Временами религиозная страсть вдыхала некоторый жар в его часовенный стиль, подо льдом которого глухо бурлило неистовое течение; в многочисленных заметках о Данте, о св. Франциске, об авторе "Stabat", поэтах-францисканцах, о социализме, о коммерческом праве — везде этот человек защищал Ватикан, считая его непререкаемым, а все последующие дела оценивал в зависимости от большего или меньшего от него отклонения.{34}
Эта манера судить обо всем с единственной точки зрения была и манерой дрянного бумагомарателя — его нередко называли соперником Озанама — Неттмана. Тот был менее затянут, выражал менее высокомерные и более светские претензии; он неоднократно выходил из литературного монастыря, где заперся Озанам, и чуть-чуть был знаком с мирскими произведениями, о которых судил. Он вступал внутрь на цыпочках, как ребенок в погреб, видя вокруг лишь тьму, различая в этой черноте только мерцание свечи в нескольких шагах от него.
Не зная местности, он то и дело спотыкался во тьме: по его словам, Мюрже "заботился об отточенном и тщательно завершенном стиле"; Гюго привлекал смрад и нечистоты (он сравнивался с г-ном де Лапрадом); Делакруа якобы презирал правила; Поль Деларош и поэт Ребуль прославлялись, поскольку ему казалось, что они верующие.
Дез Эссэнт невольно пожимал плечами перед этими жалкими мнениями, облеченными в поношенный слог, потертая ткань которого цеплялась и рвалась в каждом углу фразы.

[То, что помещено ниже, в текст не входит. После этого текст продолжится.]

PR #524, opened 2024-12-16
IWF-124: Ignore empty output for collector

lwolczynski:
### Checklist
- [ ] Code compiles correctly
- [ ] All tests passing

С другой стороны, не внушали ему более живого участия книги Пужоля и Генуда, Монталамбера, Николя и Карне; он не испытывал симпатии ни к истории, трактованной герцогом де Брольи с тщательностью эрудита и прилежным языком; ни склонностью к социальным и религиозным проблемам, исследуемым Анри Кошеном (тот, однако, проявил себя в письме, где рассказывал о волнующем постриге в Сакре-Кёр).
Уже давно он не прикасался к этим книгам, и далеко было то время, когда он смешал со старым хламом ребяческие плоды кропотливого труда мертвеца Понмартена и бедняги Феваля; когда он передал слугам для общего пользования историйки Обино и Лассера — этих жалких гагиографов чудес, совершенных г-ном Дюпоном Турским и Девой.

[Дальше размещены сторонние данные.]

PR #529, opened 2024-12-23
IWF-274: Optimize Timer creation

### LINKED ISSUE #465: Optimize timer started for saving cost
It's a common pattern using iwf workflow like this:
```
class UpdatableTimerState implements WorkflowState<Void> {

    @Override
    public CommandRequest waitUntil(Context context, ...) {
        return CommandRequest.forAnyCommandCompleted(
                TimerCommand.createByDuration(TIMEOUT_DURATION)),
                InternalChannelCommand.create(CHANNEL_RESET_TIMER)
        );
    }

    @Override
    public StateDecision execute(Context context, Void input, CommandResults commandResults,...) {
        TimerCommandResult timer = commandResults.getTimerResult(0);
        if (timer.getStatus() == FIRED) {
              // timer fires, call API to send an email
              svc.sendEmail(...);
              // assuming we want to complete workflow here
              return StateDecision.completeWorkflow();
        }
        // otherwise the channel receives a message to reset the timer
        return StateDecision.singleNextState(UpdatableTimerState.class);
    }
```

When doing this, a new timer would always created when receiving a REST TIMER message. 
We could potentially lazily create it when needed. For example -- 
 if the first timer is 30 days, and after one day, it tries to create another 30 day timer, after another day, it will create another 30 day timer again, so there are 3 timers created in history. 

Instead, we could keep the first timer, and only create a new timer when the first timer is fired, and check if there is another timer needed. 

Note that this optimization is now possible to implement relatively easy because iwf has a dedicated component to manage all the timers -- [TimerProcessor](https://github.com/indeedeng/iwf/blob/main/service/interpreter/timerProcessor.go):
* It contains all the real timers in member fields `stateExecutionCurrentTimerInfos`
  * continueAsNew is implemented already for it. 
* The temporal timers are actually started in a centralized place in `WaitForTimerFiredOrSkipped` method. 

So technically this optimization can be done within this component, without changing anything else. 

It would be safer to enable by config, then later on when it's stable, use versioning to enable for all.

bowersj27:
### Checklist
- [ ] Code compiles correctly
- [ ] All tests passing

### Related Issue
Closes #465

### DIFF
--- a/integ/greedy_timer_test.go
+++ b/integ/greedy_timer_test.go
@@ -106,13 +106,13 @@ func doTestGreedyTimerWorkflowCustomConfig(t *testing.T, backendType service.Bac
 	time.Sleep(time.Second * 1)
 
 	// assertions
-	timers := service.GetScheduledGreedyTimerTimesQueryResponse{}
-	err = uClient.QueryWorkflow(context.Background(), &timers, wfId, "", service.GetScheduledGreedyTimerTimesQueryType)
+	debug := service.DebugDumpResponse{}
+	err = uClient.QueryWorkflow(context.Background(), &debug, wfId, "", service.DebugDumpQueryType)
 	if err != nil {
 		log.Fatalf("Fail to invoke query %v", err)
 	}
-	assertions.Equal(1, len(timers.ScheduledGreedyTimerTimes))
-	singleTimerScheduled := timers.ScheduledGreedyTimerTimes[0]
+	assertions.Equal(1, len(debug.FiringTimersUnixTimestamps))
+	singleTimerScheduled := debug.FiringTimersUnixTimestamps[0]
 
 	scheduleTimerAndAssertExpectedScheduled(t, apiClient, uClient, wfId, 20, 1)
 
@@ -127,15 +127,15 @@ func doTestGreedyTimerWorkflowCustomConfig(t *testing.T, backendType service.Bac
 
 	time.Sleep(time.Second * 1)
 
-	err = uClient.QueryWorkflow(context.Background(), &timers, wfId, "", service.GetScheduledGreedyTimerTimesQueryType)
+	err = uClient.QueryWorkflow(context.Background(), &debug, wfId, "", service.DebugDumpQueryType)
 	if err != nil {
 		log.Fatalf("Fail to invoke query %v", err)
 	}
 
 	// no second timer started
-	assertions.Equal(1, len(timers.ScheduledGreedyTimerTimes))
+	assertions.Equal(1, len(debug.FiringTimersUnixTimestamps))
 	// LessOrEqual due to continue as new workflow scheduling the next, not skipped timer
-	assertions.LessOrEqual(singleTimerScheduled, timers.ScheduledGreedyTimerTimes[0])
+	assertions.LessOrEqual(singleTimerScheduled, debug.FiringTimersUnixTimestamps[0])
 	scheduleTimerAndAssertExpectedScheduled(t, apiClient, uClient, wfId, 5, 2)
 
 	// wait for the workflow
@@ -178,11 +178,11 @@ func scheduleTimerAndAssertExpectedScheduled(
 
 	time.Sleep(time.Second * 1)
 
-	timers := service.GetScheduledGreedyTimerTimesQueryResponse{}
-	err = uClient.QueryWorkflow(context.Background(), &timers, wfId, "", service.GetScheduledGreedyTimerTimesQueryType)
+	debug := service.DebugDumpResponse{}
+	err = uClient.QueryWorkflow(context.Background(), &debug, wfId, "", service.DebugDumpQueryType)
 	if err != nil {
 		log.Fatalf("Fail to invoke query %v", err)
 	}
 
-	assertions.LessOrEqual(len(timers.ScheduledGreedyTimerTimes), noMoreThan)
+	assertions.LessOrEqual(len(debug.FiringTimersUnixTimestamps), noMoreThan)
 }
--- a/integ/greedy_timer_test.go
+++ b/integ/greedy_timer_test.go
@@ -51,9 +51,8 @@ func TestGreedyTimerWorkflowBaseCadenceContinueAsNew(t *testing.T) {
 		t.Skip()
 	}
 	for i := 0; i < *repeatIntegTest; i++ {
-		// TODO: provide durations
 		doTestGreedyTimerWorkflowCustomConfig(t, service.BackendTypeCadence, greedyTimerConfig(true))
-		// TODO: test stuff
+		smallWaitForFastTest()
 	}
 }
 
--- a/integ/greedy_timer_test.go
+++ b/integ/greedy_timer_test.go
@@ -65,7 +65,7 @@ func doTestGreedyTimerWorkflowCustomConfig(t *testing.T, backendType service.Bac
 	assertions := assert.New(t)
 	// start test workflow server
 	wfHandler := greedy_timer.NewHandler()
-	closeFunc1 := startWorkflowWorkerWithRpc(wfHandler)
+	closeFunc1 := startWorkflowWorkerWithRpc(wfHandler, t)
 	defer closeFunc1()
 
 	uClient, closeFunc2 := startIwfServiceWithClient(backendType)
@@ -102,7 +102,7 @@ func doTestGreedyTimerWorkflowCustomConfig(t *testing.T, backendType service.Bac
 			WorkflowConfigOverride: config,
 		},
 	}).Execute()
-	panicAtHttpError(err, httpResp)
+	failTestAtHttpError(err, httpResp, t)
 
 	time.Sleep(time.Second * 1)
 
@@ -115,7 +115,7 @@ func doTestGreedyTimerWorkflowCustomConfig(t *testing.T, backendType service.Bac
 	assertions.Equal(1, len(timers.ScheduledGreedyTimerTimes))
 	singleTimerScheduled := timers.ScheduledGreedyTimerTimes[0]
 
-	scheduleTimerAndAssertExpectedScheduled(assertions, apiClient, uClient, wfId, 20, 1)
+	scheduleTimerAndAssertExpectedScheduled(t, apiClient, uClient, wfId, 20, 1)
 
 	// skip next timer for state: schedule-1
 	skipReq := apiClient.DefaultApi.ApiV1WorkflowTimerSkipPost(context.Background())
@@ -124,7 +124,7 @@ func doTestGreedyTimerWorkflowCustomConfig(t *testing.T, backendType service.Bac
 		WorkflowStateExecutionId: greedy_timer.ScheduleTimerState + "-1",
 		TimerCommandId:           iwfidl.PtrString("duration-15"),
 	}).Execute()
-	panicAtHttpError(err, httpResp)
+	failTestAtHttpError(err, httpResp, t)
 
 	time.Sleep(time.Second * 1)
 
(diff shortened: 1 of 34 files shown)


service/interpreter/timers/greedyTimerProcessor.go
```diff
@@ -0,0 +1,264 @@
...
+func (t *sortedTimers) removeTimer(toRemove *service.TimerInfo) {
+	for i, timer := range t.timers {
+		if toRemove == timer {
+			t.timers = append(t.timers[:i], t.timers[i+1:]...)
+			return
+		}
+	}
+}
+
+func (t *sortedTimers) pruneToNextTimer(pruneTo int64) *service.TimerInfo {
```
longquanzheng, line 87: looks like it's `prune the pendingSchedules to target time, and also return the earliest time`?
it would be nice add some comment here

service/interpreter/timers/greedyTimerProcessor.go
```diff
@@ -0,0 +1,264 @@
...
+
+	for i := len(t.timers) - 1; i >= 0; i-- {
+		timer := t.timers[i]
+		if timer.FiringUnixTimestampSeconds > pruneTo && timer.Status == t.status {
+			break
+		}
+		index = i
+	}
+	t.timers = t.timers[:index]
+	return t.timers[index-1]
```
longquanzheng, line 103: is it possible to have index = 0 and this will panic?

longquanzheng: looking at the below code, looks like we should return nil here and the below code will handle it

service/interpreter/timers/greedyTimerProcessor.go
```diff
@@ -0,0 +1,264 @@
...
+		for {
+			t.provider.Await(ctx, func() bool {
+				// remove fired timers
+				now := t.provider.Now(ctx).Unix()
+				for i := len(createdTimers) - 1; i >= 0; i-- {
+					if createdTimers[i] > now {
+						createdTimers = createdTimers[:i+1]
+						break
+					}
+				}
```
longquanzheng, line 122: Nit: maybe also move to `pruneScheduledTimes` and rename the above to `prunePendingSchedules`

service/interpreter/timers/greedyTimerProcessor.go
```diff
@@ -0,0 +1,264 @@
...
+				next := t.pendingTimers.pruneToNextTimer(now)
+				return (next != nil && (len(createdTimers) == 0 || next.FiringUnixTimestampSeconds < createdTimers[len(createdTimers)-1])) || continueAsNewCounter.IsThresholdMet()
```
longquanzheng, line 124: maybe add a few comments here for the cases:
* "next != nil && (len(createdTimers) == 0" means we should schedule a next timer because there are none
* "next.FiringUnixTimestampSeconds < createdTimers[len(createdTimers)-1]))“ means we should schedule a next timer because the next pending one is earlier than the earliest in scheduledTimes
* continueAsNewCounter.IsThresholdMet() continueAsNew is needed

service/interpreter/timers/greedyTimerProcessor.go
```diff
@@ -0,0 +1,264 @@
...
+
+			if continueAsNewCounter.IsThresholdMet() {
+				break
+			}
+
+			now := t.provider.Now(ctx).Unix()
+			next := t.pendingTimers.pruneToNextTimer(now)
+			//next := t.pendingTimers.getEarliestTimer()
+			// only create a new timer when a pending timer exists before the next existing timer fires
+			if next != nil && (len(createdTimers) == 0 || next.FiringUnixTimestampSeconds < createdTimers[len(createdTimers)-1]) {
```
longquanzheng, line 135: I feel like we don't have to do this check again, if it's not continueAsNew, it should be the case already?

service/interpreter/timers/greedyTimerProcessor.go
```diff
@@ -0,0 +1,264 @@
...
+				fireAt := next.FiringUnixTimestampSeconds
+				duration := time.Duration(fireAt-now) * time.Second
+				t.provider.NewTimer(ctx, duration)
```
longquanzheng, line 138: This NewTimer is a non-blocking one. 
At first glance I thought it should be `t.provider.Sleep(...)` then I remember that we had a similar discussion when implemeting it for Wayfinder LoL.

So we don't need to wait here because we rely on the fact that when the timer fired, workflow task will get triggered and evaluate the Await condition, right? 

Maybe add more comments here too.

service/interpreter/timers/greedyTimerProcessor.go
```diff
@@ -0,0 +1,264 @@
...
+		return timer.Status
+	}
+	skippedByStaleSkip := t.RetryStaleSkipTimer()
+	if skippedByStaleSkip {
+		t.logger.Warn("timer skipped by stale skip signal", stateExeId, timerIdx)
+		timer.Status = service.TimerSkipped
+		return service.TimerSkipped
+	}
+
+	_ = t.provider.Await(ctx, func() bool {
```
longquanzheng, line 211: Nit: add a comment here that the timers in the TimerScheduler will trigger a workflow task when the timer fire, hence it will drive the workflow task to evalaute `timer.FiringUnixTimestampSeconds <= t.provider.Now(ctx).Unix()`. 

That was a tricky part too in our Wayfinder code :P

longquanzheng (commented):
Very great job!! this is quite complicated, but I believe it's worth it.

longquanzheng:
Would be great to add a new test case to it -- especially the idleTimeout pattern, which is that main use case that this optimization is for. 

Most of the code can be from `any_timer_signal_test`
https://github.com/indeedeng/iwf/blob/main/integ/workflow/any_timer_signal/routers.go#L47
Currently it’s
`S1-1->S1-2->S2-1`

S1-1 will wait for timer, S1-2 will wait for timer+signal. 

We can change it to 
S1-1->S1-2->(maybe a few more iterations) -> completeWF

Both S1-1 and S1-2 will wait for signal+timer and only the second timer will fired. We will expect only one timer was started in Temporal. 
Maybe we have to check history events like this: https://github.com/indeedeng/iwf/blob/main/integ/wait_until_search_attributes_optimization_test.go#L133
(and only doing it for Temporal is fine)

service/interpreter/timers/greedyTimerProcessor.go
```diff
@@ -0,0 +1,264 @@
...
+		insertIndex = i + 1
+	}
+	t.timers = append(
+		t.timers[:insertIndex],
+		append([]*service.TimerInfo{toAdd}, t.timers[insertIndex:]...)...)
+}
+
+func (t *sortedTimers) removeTimer(toRemove *service.TimerInfo) {
+	for i, timer := range t.timers {
+		if toRemove == timer {
```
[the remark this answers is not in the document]
bowersj27: Sorry for getting to this with a delay. I was assuming the reference would be passed through but I do think comparing by value is a safer approach here. I'll make this change.

service/interpreter/timers/greedyTimerProcessor.go
```diff
@@ -0,0 +1,273 @@
...
+
+type TimerManager struct {
+	// Does not map to the timers actually created by the workflow provider
+	PendingScheduling []*service.TimerInfo
+	// timers created through the workflow provider that are going to fire
+	ScheduledTimerTimes []int64
+}
+
+type GreedyTimerProcessor struct {
+	timerManger                     TimerManager
```
lwolczynski, line 20: Typo: `timerManager`

service/interpreter/timers/greedyTimerProcessor.go
```diff
@@ -0,0 +1,264 @@
...
+		pendingTimers:                   sortedTimers{status: service.TimerPending},
+		stateExecutionCurrentTimerInfos: map[string][]*service.TimerInfo{},
+		logger:                          provider.GetLogger(ctx),
+		staleSkipTimerSignals:           staleSkipTimerSignals,
+	}
+
+	// start some single thread that manages timers
+	tp.createGreedyTimerScheduler(ctx, continueAsNewCounter)
+
+	err := provider.SetQueryHandler(ctx, service.GetCurrentTimerInfosQueryType, func() (service.GetCurrentTimerInfosQueryResponse, error) {
```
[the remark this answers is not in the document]
bowersj27: Since all query methods, besides the CaN dump, seem to be for debugging purposes, I added another query method that's only available if the timer optimization is enabled. I can leave the option open to consolidate the two query methods into one in a future iteration if that is cleaner.

service/interpreter/timers/greedyTimerProcessor.go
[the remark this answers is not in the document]
bowersj27: I tested this just in case. This reference compare works here since the timer info in both the `TimerManager` and `stateExecutionCurrentTimerInfos` are storing the same references.

service/interpreter/timers/greedyTimerProcessor.go
bowersj27: I needed to prune both scheduled times and the pending timers in a new func. I named it `pruneToNextTimer`

service/interpreter/timers/greedyTimerProcessor.go
```diff
@@ -0,0 +1,264 @@
...
+			// don't want dupes. Makes remove simpler
+			if toAdd == timer {
+				return
+			}
+			insertIndex = i
+			break
+		}
+		insertIndex = i + 1
+	}
+	t.timers = append(
```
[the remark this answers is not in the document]
bowersj27: the following test worked for me. 
```go
func main() {
    toInsert := 4
    array := []int{1, 2, 3}

    result := append(array[:3], append([]int{toInsert}, array[3:]...)...)

    fmt.Println(result) // Output: [1 2 3 4]
}

```
however your example does result in the `slice bounds out of range` as expected
```go
func main() {
	arr := []int{1, 2}
	fmt.Println(arr)      // Output: [1 2]
	fmt.Println(arr[:1])  // Output: [1]
	fmt.Println(arr[:2])  // Output: [1 2]
	fmt.Println(arr[3:])  // panic: runtime error: slice bounds out of range
}
```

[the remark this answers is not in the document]
bowersj27: I consulted the expert chatgpt on the subject matter: 
```
Slicing with arr[3:]:
- When you use arr[3:] directly, you are attempting to create a slice starting from index 3 to the end of the array or slice.
- If the slice arr has fewer than 3 elements, this will result in a runtime panic due to "slice bounds out of range" because index 3 does not exist.
Using arr[3:]... in append:
- The ... syntax is known as the "variadic argument" syntax in Go. It is used to pass a slice as a series of arguments to a variadic function, such as append.
- When you use arr[3:]... in the context of append, it effectively means "append the elements from index 3 to the end of the slice, if they exist."
- If arr has fewer than 3 elements, arr[3:] results in an empty slice, and append can handle an empty slice without causing a panic.
```
it seems to be true from my testing, but I cannot find this explicitly documented in the docs. This is a strange behavior. I didn't catch/think of this edge case while I implemented this, but out of dumb luck it works due to some reason I still cannot understand. I think having the extra checks in place is desirable to make this read better even if it's equally as correct.

bowersj27:
Moved interfaces to it's own package. There's a fair amount of IDE refactored code because of this. The main changes to review are 
- `workflowImpl`
- `greedyTimerScheduler`
- `greedyTimerProcessor`
- new integTests

service/interpreter/timers/greedyTimerProcessor.go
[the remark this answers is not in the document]
longquanzheng: I like having another query handler. 👍 

But actually all the query types are being used by API except for `DebugDumpQueryType`. 
 
`GetCurrentTimerInfosQueryType` is being used by `skipTimer` API. 
`GetDataAttributesWorkflowQueryType` is being used by getDataAttribute API. `PrepareRpcQueryType` is being used by rpc API, etc. 

Because they are used by API, putting extra debugging data will not work well (wasting data transportation, and could exceed grpc limit). So I agreed not putting the info into this GetCurrentTimerInfosQueryType.

Also, I was thinking about having a dedicated dump query handler. It's called `DebugDumpQueryType` like what you did in the wayfinder one. That's the only one that being used for debugging only today and not being used by service API.

integ/greedy_timer_test.go
```diff
@@ -0,0 +1,189 @@
...
+}
+
+func TestGreedyTimerWorkflowBaseCadenceContinueAsNew(t *testing.T) {
+	if !*cadenceIntegTest {
+		t.Skip()
+	}
+	for i := 0; i < *repeatIntegTest; i++ {
+		// TODO: provide durations
+		doTestGreedyTimerWorkflowCustomConfig(t, service.BackendTypeCadence, greedyTimerConfig(true))
+		// TODO: test stuff
```
lwolczynski, line 56: 👀

lwolczynski: Did you want to tackle these?

bowersj27: woops, no. That was a prior idea for a test that I didn't go with

lwolczynski (approved):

В общем, дез Эссэнт даже скуку свою не развеивал подобными книжонками; по темным углам библиотеки он распихал и кучу книг, которые изучал, когда вышел от Отцов. Мне, конечно, следовало оставить их в Париже, думал он, задвигая за другие, особенно невыносимые сочинения: аббата Ламеннэ и непробиваемого сектанта, столь по-учительски, столь помпезно скучного и пустого — графа Жозефа де Мэстра.
Единственный том оставался на этой полке в пределах досягаемости: "Человек" Эрнеста Элло.
Тот представлял абсолютную антитезу собратьев по религии. Почти изолированный в группе верующих, испуганных его поведением, Эрнест Элло в конце концов свернул с заезженной дороги, ведущей с земли на небо; несомненно, его тошнило от банальности этого пути и от толчеи пилигримов словесности, плетущихся гуськом на протяжении веков по тому же шоссе, след в след, останавливающихся в одних и тех же местах, чтобы обменяться теми же банальностями насчет религии, Отцов Церкви, своих собственных верований, тех же учителей; он вышел наискосок к мрачной лужайке Паскаля, где недолго задержался, переводя дыхание; потом продолжил путь и зашел в более далекие области мысли дальше, чем освистанный им янсенист.{35}
Извилистый и изысканный, доктринальный и сложный, Элло проникновенными тонкостями своего анализа напоминал дез Эссэнту глубокие и острые исследования некоторых психологов-атеистов прошлого и нынешнего века. В нем было что-то от католического Дюранти, разве что более догматичного и пронзительного: искусный манипулятор лупой, опытный инженер души, ловкий часовщик мозга, забавляющийся исследованием механизма страсти, подробным объяснением его устройства.
В этом причудливо построенном уме существовали непредвиденные сцепления мыслей, странные согласования и противоречия; кроме того, он владел совершенно изумительным прыжком от этимологии слова к идеям, вызывающим порой зыбкие, но почти всегда остроумные и живые ассоциации.
Вопреки скверному равновесию своих конструкций, он с поразительной прозорливостью разобрал по косточкам "скупца", "посредственного человека", проанализировал "вкус мира", "страсть несчастья", оригинально сравнил фотографическую операцию и процесс памяти.
Но эта безупречность владения усовершенствованным инструментом анализа, похищенным у врагов Церкви, представляла лишь одну грань его темперамента.
Существовала и другая: эта душа распадалась надвое, и после лица возникала изнанка — религиозный фанатик, библейский пророк.